Paper Review: Block Me If You Can: A Large-Scale Study of Tracker-Blocking Tools

In this paper, the authors have tried to measure the effectiveness of third-party tracker blockers. First, they analyzed the architecture of different blocking solutions and then discuss the pros and cons of each method. The analysis also measures the protection offered against trackers present on more than 100,000 popular websites and 10,000 popular Android applications. In the world of internet, it is common for a website and mobile application to use the third party for various services such as advertisements, analytics, social integration widgets, and CDN-residing versions of popular JavaScript libraries. While there are several benefits to the website and app developers, this is linked with increased user tracking.

Web-based tracking includes two most commonly used methods: Stateful web tracking and stateless web tracking. Stateful web tracking makes use of persistent cookies i.e. the cookies which are unique across websites and unique identifiers which are stored in different locations. Stateless web tracking includes device specific information and user-specific configuration to uniquely identify the users. Mobile-based tracking involves phone’s immutable UDID to identify the users. Since 2013, this UDID has been replaced by advertisement IDs by phone makers which can be reset by the users, the trackers can still collect device IMEI and Wifi interface for tracking.

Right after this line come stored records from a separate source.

PR #3132, opened 2023-10-31
Support for "selectAll" reward

DjWarmonger:
Give all rewards with matching limiter, as in WoG Alm's House.


lib/mapObjects/CRewardableObject.cpp
```diff
@@ -50,6 +50,38 @@ void CRewardableObject::selectRewardWthMessage(const CGHeroInstance * contextHer
 	sd.text = dialog;
 	sd.components = loadComponents(contextHero, rewardIndices);
 	cb->showBlockingDialog(&sd);
+
+}
+
+void CRewardableObject::grantAllRewardsWthMessage(const CGHeroInstance * contextHero, const std::vector<ui32> & rewardIndices, bool markAsVisit) const
```
IvanSavenko, line 56: This is copy-pasted method `CRewardableObject::grantRewardWithMessage` with 1-2 different lines? Perhaps unify code?

IvanSavenko (commented):
This mode will likely be broken if:
- reward 1 gives enough experience to levelup
- reward 2 gives something other than experience / skills / resources

Check `CRewardableObject::grantReward` method

lib/mapObjects/CRewardableObject.cpp
DjWarmonger: Yep, I think I can just call the existing  function for every reward in the loop.

IvanSavenko:
Can you check if this works (for example) if:
- reward 1 gives enough XP to levelup
- reward 2 gives mana points (or artifacts / creatures)

And what if there are two rewards that give levels?
From what I see 2nd reward in these cases will not be granted correctly.

DjWarmonger:
It works fine, as every reward is given in a separate dialog, and game waits for the dialog to be closed. Even multiple rewards of same type.
I might consider merging rewards of same type just to save popup spam.

However, creature rewards seems to be messed up - I get random creature every time.
image

IvanSavenko:
Okay then.

Although random creatures is weird... From what I see, reward can only be reset on new day call.

Oh, this might be due to way we give creatures.
Since hero might have all 7 slots filled, game will:
- put new creatures into garrison of the rewardable object
- start exchange between rewardable object and hero.
- Not 100% sure whether this works correct with multiple rewards.

I also don't see how these creatures are cleared. So if another hero revisits this object later he might be able to access creatures left by previous visits.

DjWarmonger:
The garrison dialog works fine as well, just the creature type does not. In this case I set it to crystalDragon.

IvanSavenko:
Ah, could be randomization issue then.
Potentially - during filtering for possible selection candidates your data was ignored so any non-special creature was deemed applicable.
Feel free to debug `JsonRandom::loadCreature` - possibly `filterKeys` call in there returned all in-game creatures instead of only dragons.

PR #3144, opened 2023-11-03
Remove (some of) implicit conversions of Identifier to integer

IvanSavenko:
Part 1 out of several more.

Currently our Identifier classes have implicit conversion operator to integer. This creates situations where identifier can be silently converted to integer instead of type-safe identifier.

This PR attempt to track down all such cases, however due to numerous cases (~300 just in library) only some of those has been fixed in this PR.

Also made some changes to Identifier classes:
- Identifiers now have `toEntity` method that returns pointer to corresponding Entity interface, e.g. Artifact, Creature (for now - only some classes, will be added to other classes as needed)
- for old code identifiers have methods like toSpell/toCreature that return pointer to a concrete implementation, e.g. CArtifact, CCreature.

### DIFF
--- a/lib/CArtHandler.cpp
+++ b/lib/CArtHandler.cpp
@@ -167,7 +167,7 @@ bool CArtifact::isBig() const
 
 bool CArtifact::isTradable() const
 {
-	switch(id.getNum())
+	switch(id.toEnum())
 	{
 	case ArtifactID::SPELLBOOK:
 	case ArtifactID::GRAIL:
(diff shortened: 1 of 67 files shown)


lib/CArtHandler.cpp
```diff
@@ -167,7 +167,7 @@ bool CArtifact::isBig() const
 
 bool CArtifact::isTradable() const
 {
-	switch(id)
+	switch(id.getNum())
```
SoundSSGood, line 170: id of the same type as the switch-case (ArtifactID). Why do additional type conversion?

IvanSavenko: Ah, should be toEnum(). Will change.

But no. Additional type conversion is needed.

ArtifactID is class. Weird class that sometimes acts like an integer, but still a class.
ArtifactID::Type is enumeration (and this is what should be used for `switch`)

PR #3147, opened 2023-11-04
Serialization refactor - remove VLC from saved games

IvanSavenko:
Rather massive change, in terms of effect. Game will no longer write local VLC state to save files.

This functionality was half-functional for a long time:
- This was only done on server side - client will not receive VLC from save, leading to multiple issues on loading save with different mod list since client and server operate with different VLC with different object ordering.
- Any, even minor changes in mods are likely to break saves even if VLC were to be synchronized on client - since game embeds a lot of data into saves, such as name of files in mods.

Since I don't see a way to fix VLC synchronization - both due to amount of required changes (e.g. reloading active mods on client, including their filesystems) and due to potential unsolvable issues (e.g. since updating mod may change file layout, invalidating data in VLC from save) removing VLC from saves seems to be more stable approach.

List of changes:
- VLC data, such as creature stats or file names are now loaded from current versions of mods, and not from saves. Minor mod updates will take effect immediately, even in existing saves, with exception of data that game randomizes on map start, e.g. content of configurable objects.
- Saving/loading games should be slightly faster, since server no longer runs VLC serialization
- Server will no longer store VLC in save game. Removed serialization support of VLC
- All game entities (heroes, creatures, factions, etc) are now serialized by ID only
- Replaced remaining usages of boost::mpl with std alternatives
- Removed unused CLoadIntegrityValidator class
- Removed no longer used serialize() method from handlers and entities, to avoid accidental use.
- Moved mod compatibility check (ModHandler serialize method) to a new class since ModHandler is no longer serialized
- move artifact randomization from ArtHandler to GameState since ArtHandler is no longer serialized

TODO (separate PR):
- serialize identifiers by string and allow loading games with slightly different set of mods


krs0:
This with loading saves with different mods! is temporary workaround right?
Expected usecase would be to include needed mod names+versions in savefile. And save should be loaded only on 100% match.

krs0:
If loading forces same mod 100%, then pretty much works as intended. As long as a Mod with different CRC does not load, all good :).

IvanSavenko:
> If loading forces same mod 100%, then pretty much works as intended. As long as a Mod with different CRC does not load, all good :).

No, this does not works as intended.

Mod updates SHOULD NOT break saves.

If player updates mod he generally expects to be able to play same saves.
If player install UI-only mod he generally expects to be able to play same saves.

krs0:
Ok there are 2 separate things:

1. No game affecting mods... should not be in saves at all and thus should not influence saves.

2. Other mods... why this lax behaviour? Will create only problems. You have superDuperMegaArchanges on map from mod x. But you allow to load mod x.2 where these were potentially replaced by greenImps.

CRC should be a requirement for loading saves. No you load them on Server or client or from save game... you will have the same thing.

IvanSavenko:
I am player.
I am playing a game
Next time I start Launcher, notice update notification, update mod.

BOOM 

All my save are dead. And no easy way to revert to old versions.
Bad devs.

IvanSavenko:
> But you allow to load mod x.2 where these were potentially replaced by greenImps.

This is completely separate issue and something that we should detect instead of simply any mod update

IvanSavenko:
> We debated this briefly in the past. For git mods, releases for mods would solve those issues.

Too much of a pain and needs significant changes in Launcher, both desktop and Android.

Unless you plan to ask players to install all mods manually?

IvanSavenko:
Huh, while this was not my main intention, but start times are way better than before.
Testing startup of "Myth and Legend" - largest H3 map on release build with no mods:
- New game:
- - current daily build: 6.0s
- - this branch + RNG fix: 3.75s
- Loading game:
- - current daily build 4.5s
- - this branch + RNG fix: 2.2s

Still too long for 20-year old game, but still a huge improvement.

IvanSavenko:
Cleaned up CTypeInfo mess, got some more startup improvements.
End result:
- map start time: 6.0s -> 2.25s
- map save time: 0.15s -> 0.1s
- map load time: 4.5s -> 1.8s

Most of start/load time is not spent on GUI initialization, so outside of this PR scope, might look into it later but likely only after 1.4.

There are various tracker blocking methods which are currently available. DNS blocking uses address-based blacklists in order to block certain domains. But it has the limitation that it can block entire (sub)domain but not individual URIs. Interception proxies can intercept and modify the web traffic. But they cannot modify the encrypted TLS traffic. There are several browser extensions like AdBlocker and Ghostery that can reliably detect any third party content and modify the DOM loaded by the web browsers including encrypted traffic.

As per the results, rule-based browser extensions outperform learning-based ones, trackers with smaller footprints are more successful at avoiding being blocked, and CDNs pose a major threat towards the future of tracker-blocking tools. There are several limitations to this paper as well. First, the results only provide the lower bounds as it is not possible to obtain the registration accounts for thousands of websites. Also, the analysis of PrivacyBadger was done only on the top 1000 websites, which is quite small.